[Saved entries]

PR #1310, opened 2020-02-26
Support for Python 3.8

dmgav:
This PR is expected to make the branch compatible with Python 3.8. The changes include:
- removal of use of deprecated feature (exactly the same change was applied in v1.6.0);
- replaced all occurrances of `@asyncio.coroutine` by `async def` (optional change, does not influence the build)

-- Exercise --
In the data above, find the line with "Support for Python 3.8" and the line with "- removal of". Retype both, plus every line between them, exactly.

-- Solution to this task --
Support for Python 3.8

dmgav:
This PR is expected to make the branch compatible with Python 3.8. The changes include:
- removal of use of deprecated feature (exactly the same change was applied in v1.6.0);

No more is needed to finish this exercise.